::: EXERCISE MATERIALS :::

PR #353, opened 2020-06-15
only do PX on leave if PX was enabled in the node

### LINKED ISSUE #349: Question: is pubsub discovery enabled by default (or some parts of it)
I know it shouldn't have been enabled as the only option enabled is:
```GO
optsPS := []pubsub.Option{
	pubsub.WithMessageSigning(withMessageSigning),
}
```
The question was raised as I saw in one of my tests employing 8 hosts with attached pubsubs instances that where connected manually: x connects with y and z, z with a and b and so on. After about 14 seconds in my test, I saw that the connections changed (some connections appeared between peers that were not connected manually). I have commented out any pubsub usage (including publishing on topics, initialization and so on) and I have observed that my connections did not changed (remained as initially done).

We are using github.com/libp2p/go-libp2p-pubsub v0.3.1
Running in debug mode, I saw that the `disc` instance is instantiated with `&discover{}` and the call to Start returns on the first if. I can not figure out where are the extra connections whenever I turn on the pubsub instance. The thing reproduce even if there are no messages broadcast on the network. However extra connections do not appear if any of the pubsub instances did not joined a topic.

vyzo:
Closes #349

### DIFF
--- a/gossipsub.go
+++ b/gossipsub.go
@@ -1005,7 +1005,7 @@ func (gs *GossipSubRouter) sendGraft(p peer.ID, topic string) {
 }
 
 func (gs *GossipSubRouter) sendPrune(p peer.ID, topic string) {
-	prune := []*pb.ControlPrune{gs.makePrune(p, topic, true)}
+	prune := []*pb.ControlPrune{gs.makePrune(p, topic, gs.doPX)}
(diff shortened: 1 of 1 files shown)


aschmahmann (approved):
Seems reasonable to me.

PR #354, opened 2020-06-18
Fragmentation for the hello packet

### LINKED ISSUE #402: Handling large number of topic subscriptions
Currently if a node subscribes to enough topics such that the RPC that is used to send topic subscription announcements exceeds the maximum message size (defaults to 1MiB) then we'll silently fail and stop announcing any of our topics to newly connected peers.

We should more gracefully error, or inform the user, when they've exceeded the maximum number of topics they can subscribe to and additionally it'd be nice to have a mechanism in place to allow for a larger number of subscriptions.

- [ ] (Beginner) Error when exceeding maximum topic limit
  - Easiest: Just check if the (hello packet) message size is too large and log an error
  - More correct: When subscribing to a new topic check if the new topic would force the hello packet to exceed the maximum size and if so return an error instead of allowing the topic to be subscribed to.
- [ ] (Expert) Allow sending more topics than fit in a single message

requilence:
We have the node with a lot of pubsub subscriptions and observing this problem:
- The node sends helloPacket to all new peers
- This packet exceeds the maximum buffer size on clients
- Connection resets
- Repeats from the beginning

As a result, pubsub generates 20Mbit outbound 😬

This PR uses fragmentRPC introduced in #320 to split the helloPacket payload

### DIFF
--- a/comm.go
+++ b/comm.go
@@ -131,12 +131,19 @@ func (p *PubSub) handleSendingMessages(ctx context.Context, s network.Stream, ou
 			if !ok {
 				return
 			}
-
-			err := writeMsg(&rpc.RPC)
+			rpcFragments, err := fragmentRPC(rpc, p.maxMessageSize)
 			if err != nil {
 				s.Reset()
-				log.Infof("writing message to %s: %s", s.Conn().RemotePeer(), err)
+				log.Infof("unable to fragment RPC: %s", err)
 				return
+			}
+			for _, rpcFragment := range rpcFragments {
+				err := writeMsg(rpcFragment)
+				if err != nil {
+					s.Reset()
+					log.Infof("writing message to %s: %s", s.Conn().RemotePeer(), err)
+					return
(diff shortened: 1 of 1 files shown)


jacobheun:
@requilence can you look into the failing tests?

@vyzo can you give a quick review of this

vyzo (commented):
there is some complexity with the subscription retransmissions; let me think about this a bit.

vyzo (changes requested):
the correct way to implement this is to retry all failed transmissions (perhaps the queue got full because there were too many of them), until the hello packet is completely sent (with all fragmented messages) or an error occurs at which point the stream has to be aborted.

BigLep:
@vyzo : will close and link to the appropriate issue.

BigLep:
@vyzo : did you create the appropriate issue so we can close this?

vyzo:
@BigLep We already have #402.

PR #356, opened 2020-07-06
Define a public error for sub.Next() on a cancelled subscription

prestonvanloon:
We find this error happens often in Prysm with our frequently changing pubsub topic subscriptions. We would like to ignore this error by referencing the publicly defined ErrSubscriptionCancelled.

Context: https://github.com/prysmaticlabs/prysm/issues/6449

### DIFF
--- a/pubsub.go
+++ b/pubsub.go
@@ -31,7 +31,7 @@ var (
 
 	// ErrSubscriptionCancelled may be returned when a subscription Next() is called after the
 	// subscription has been cancelled.
-	ErrSubscriptionCancelled = errors.New("subscription cancelled by calling sub.Cancel()")
+	ErrSubscriptionCancelled = errors.New("subscription cancelled")
 )
 
 var log = logging.Logger("pubsub")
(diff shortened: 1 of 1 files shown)


pubsub.go
```diff
@@ -28,6 +28,10 @@ const DefaultMaxMessageSize = 1 << 20
 
 var (
 	TimeCacheDuration = 120 * time.Second
+
+	// ErrSubscriptionCancelled may be returned when a subscription Next() is called after the
+	// subscription has been cancelled.
+	ErrSubscriptionCancelled = errors.New("subscription cancelled by calling sub.Cancel()")
```
vyzo: let's call the error message just "subscription cancelled"; no need to perpetuate a bad error message.

vyzo (commented):
LGTM, let's just improve on the error message.

pubsub.go
prestonvanloon:
```suggestion
	ErrSubscriptionCancelled = errors.New("subscription cancelled")
```

vyzo (approved):
thank you!

PR #186, opened 2015-12-04
create profile for rv-match to use so that default profile can have c…

dwightguth:
…ore extensions

@chathhorn please review


chathhorn:
Looks good.

PR #194, opened 2015-12-17
ignore windows versus linux line breaks in test outputs

dwightguth:
@pdaian please review

This is the first of two diffs that hopefully should fix the windows build.


pdaian:
lgtm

:::

PROBLEM STATEMENT:
All entries should be given again precisely as they appear above.

FINISHED TASK:
PR #353, opened 2020-06-15
only do PX on leave if PX was enabled in the node

### LINKED ISSUE #349: Question: is pubsub discovery enabled by default (or some parts of it)
I know it shouldn't have been enabled as the only option enabled is:
```GO
optsPS := []pubsub.Option{
	pubsub.WithMessageSigning(withMessageSigning),
}
```
The question was raised as I saw in one of my tests employing 8 hosts with attached pubsubs instances that where connected manually: x connects with y and z, z with a and b and so on. After about 14 seconds in my test, I saw that the connections changed (some connections appeared between peers that were not connected manually). I have commented out any pubsub usage (including publishing on topics, initialization and so on) and I have observed that my connections did not changed (remained as initially done).

We are using github.com/libp2p/go-libp2p-pubsub v0.3.1
Running in debug mode, I saw that the `disc` instance is instantiated with `&discover{}` and the call to Start returns on the first if. I can not figure out where are the extra connections whenever I turn on the pubsub instance. The thing reproduce even if there are no messages broadcast on the network. However extra connections do not appear if any of the pubsub instances did not joined a topic.

vyzo:
Closes #349

### DIFF
--- a/gossipsub.go
+++ b/gossipsub.go
@@ -1005,7 +1005,7 @@ func (gs *GossipSubRouter) sendGraft(p peer.ID, topic string) {
 }
 
 func (gs *GossipSubRouter) sendPrune(p peer.ID, topic string) {
-	prune := []*pb.ControlPrune{gs.makePrune(p, topic, true)}
+	prune := []*pb.ControlPrune{gs.makePrune(p, topic, gs.doPX)}
(diff shortened: 1 of 1 files shown)


aschmahmann (approved):
Seems reasonable to me.

PR #354, opened 2020-06-18
Fragmentation for the hello packet

### LINKED ISSUE #402: Handling large number of topic subscriptions
Currently if a node subscribes to enough topics such that the RPC that is used to send topic subscription announcements exceeds the maximum message size (defaults to 1MiB) then we'll silently fail and stop announcing any of our topics to newly connected peers.

We should more gracefully error, or inform the user, when they've exceeded the maximum number of topics they can subscribe to and additionally it'd be nice to have a mechanism in place to allow for a larger number of subscriptions.

- [ ] (Beginner) Error when exceeding maximum topic limit
  - Easiest: Just check if the (hello packet) message size is too large and log an error
  - More correct: When subscribing to a new topic check if the new topic would force the hello packet to exceed the maximum size and if so return an error instead of allowing the topic to be subscribed to.
- [ ] (Expert) Allow sending more topics than fit in a single message

requilence:
We have the node with a lot of pubsub subscriptions and observing this problem:
- The node sends helloPacket to all new peers
- This packet exceeds the maximum buffer size on clients
- Connection resets
- Repeats from the beginning

As a result, pubsub generates 20Mbit outbound 😬

This PR uses fragmentRPC introduced in #320 to split the helloPacket payload

### DIFF
--- a/comm.go
+++ b/comm.go
@@ -131,12 +131,19 @@ func (p *PubSub) handleSendingMessages(ctx context.Context, s network.Stream, ou
 			if !ok {
 				return
 			}
-
-			err := writeMsg(&rpc.RPC)
+			rpcFragments, err := fragmentRPC(rpc, p.maxMessageSize)
 			if err != nil {
 				s.Reset()
-				log.Infof("writing message to %s: %s", s.Conn().RemotePeer(), err)
+				log.Infof("unable to fragment RPC: %s", err)
 				return
+			}
+			for _, rpcFragment := range rpcFragments {
+				err := writeMsg(rpcFragment)
+				if err != nil {
+					s.Reset()
+					log.Infof("writing message to %s: %s", s.Conn().RemotePeer(), err)
+					return
(diff shortened: 1 of 1 files shown)


jacobheun:
@requilence can you look into the failing tests?

@vyzo can you give a quick review of this

vyzo (commented):
there is some complexity with the subscription retransmissions; let me think about this a bit.

vyzo (changes requested):
the correct way to implement this is to retry all failed transmissions (perhaps the queue got full because there were too many of them), until the hello packet is completely sent (with all fragmented messages) or an error occurs at which point the stream has to be aborted.

BigLep:
@vyzo : will close and link to the appropriate issue.

BigLep:
@vyzo : did you create the appropriate issue so we can close this?

vyzo:
@BigLep We already have #402.

PR #356, opened 2020-07-06
Define a public error for sub.Next() on a cancelled subscription

prestonvanloon:
We find this error happens often in Prysm with our frequently changing pubsub topic subscriptions. We would like to ignore this error by referencing the publicly defined ErrSubscriptionCancelled.

Context: https://github.com/prysmaticlabs/prysm/issues/6449

### DIFF
--- a/pubsub.go
+++ b/pubsub.go
@@ -31,7 +31,7 @@ var (
 
 	// ErrSubscriptionCancelled may be returned when a subscription Next() is called after the
 	// subscription has been cancelled.
-	ErrSubscriptionCancelled = errors.New("subscription cancelled by calling sub.Cancel()")
+	ErrSubscriptionCancelled = errors.New("subscription cancelled")
 )
 
 var log = logging.Logger("pubsub")
(diff shortened: 1 of 1 files shown)


pubsub.go
```diff
@@ -28,6 +28,10 @@ const DefaultMaxMessageSize = 1 << 20
 
 var (
 	TimeCacheDuration = 120 * time.Second
+
+	// ErrSubscriptionCancelled may be returned when a subscription Next() is called after the
+	// subscription has been cancelled.
+	ErrSubscriptionCancelled = errors.New("subscription cancelled by calling sub.Cancel()")
```
vyzo: let's call the error message just "subscription cancelled"; no need to perpetuate a bad error message.

vyzo (commented):
LGTM, let's just improve on the error message.

pubsub.go
prestonvanloon:
```suggestion
	ErrSubscriptionCancelled = errors.New("subscription cancelled")
```

vyzo (approved):
thank you!

PR #186, opened 2015-12-04
create profile for rv-match to use so that default profile can have c…

dwightguth:
…ore extensions

@chathhorn please review


chathhorn:
Looks good.

PR #194, opened 2015-12-17
ignore windows versus linux line breaks in test outputs

dwightguth:
@pdaian please review

This is the first of two diffs that hopefully should fix the windows build.


pdaian:
lgtm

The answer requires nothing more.